The number of swarms of desert locusts being reported in the country has reduced from a high of 400 swarms five months ago to two or three swarms in Turkana and Samburu Counties.
However, despite the governments fight against the war, the migratory pests could still attack due to the weather changes and mainly the wind behaviour prompting another invasion, UN has warned
According to the Food and Agriculture Organization (FAO) Deputy Country Representative Hamisi Williams, another wave of invasion in the country could also attack depending on what happens in Ethiopia, northern part of Somalia and in Yemen countries that are experiencing breeding.
“Even though more gains have been achieved, the country could be staring at another invasion later in the year owing to reproduction of more pests as hotspots regions such as Yemen, Ethiopia and Somalia who are still battling the upsurge of the desert locusts in their localities”, he said.
In Kenya, Hamisi explained that the swarms got here in December 2019 by wind and since the southerly winds again will be coming in late November- December a possibility of bringing them back cannot be ruled out and thus government need to stay on the side of caution and always be prepared.
The FAO representative who was speaking after a 3 day media training on Desert locusts control programme reporting confirmed that there are discussions going on in Yemen to be able to support them with pesticides so that they are able to deal with the situation, because if they don’t deal with it well, the possibilities that winds will pick this across the Gulf of Eden and land in the Horn of Africa would be there.
He however confirmed that the desert locusts in parts of Samburu and Turkana counties have been contained to manageable small swarms and that only a few reports are being reported sometimes like two or three swarms which is a compared with a high of 200 to 400 swarms reported when infestation was at its peak.

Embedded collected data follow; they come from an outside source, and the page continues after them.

PR #2274, opened 2025-02-11
fix(*): replacing deprecated jQuery calls

ChronosSF:
Closes #ISSUE_NUMBER  

### Additional information (check all that apply):
 - [ ] Bug fix
 - [ ] New functionality
 - [ ] Documentation
 - [ ] Demos
 - [ ] CI/CD

### Checklist:
 - [ ] All relevant tags have been applied to this PR
 - [ ] This PR includes unit tests covering all the new code
 - [ ] This PR includes API docs for newly added methods/properties
 - [ ] This PR includes general feature table updates in the root `README.MD`
 - [ ] This PR contains breaking changes
 - [ ] This PR includes behavioral changes and the feature specification has been updated with them

### DIFF
--- a/src/js/modules/infragistics.ui.shared.js
+++ b/src/js/modules/infragistics.ui.shared.js
@@ -421,7 +421,7 @@
 					" ui-igslider-vertical" +
 					" ui-igslider-disabled")
 				.removeData("slider")
-				.unbind(".slider");
+				.off(".slider");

“We are working closely with the Government to make sure that they deal with it when it comes considering we have recorded tremendous milestones in terms of fighting the desert locust since its invasion in December last year”, he said
Kenya, Hamisi further added has achieved a lot in terms of taming the migratory pests in the country thus restoring hope to enhance food security and community livelihoods.
“Kenya’s quick intervention in combating desert locust invasion saved the region from the effects of the pest. Were it not for the quick response in controlling the insects, they would have flown to bordering states as their movement is easily aided by the winds,” said Hamisi.
Agriculture Principal Secretary Prof. Hamadi Boga said the country will remain vigilant in case another desert locust invasion happens.
“Some swarms are still being reported in Turkana and Samburu Counties where we have some of the most uninhabited spaces, but we are remaining vigilant. We have enough chemicals so even if they decide to come back in December, we will be ready”, he said.
He explained that there is enough resources and chemicals, so if the desert locusts turn around and come back, there will be enough aerial spraying planes, chemicals and trained personnel to contain the situation.
Kenya Government and development partners under the leadership of FAO managed to mobilize adequate resources to intensify the war against the pests. By March the pests had invaded 28 counties in the country but the number reduced to two counties as at end of August this year.
FAO, is also working with the horn of Africa Governments –Ethiopia, Northern Somalia and Yemen to ensure the transboundary pests have been tackled.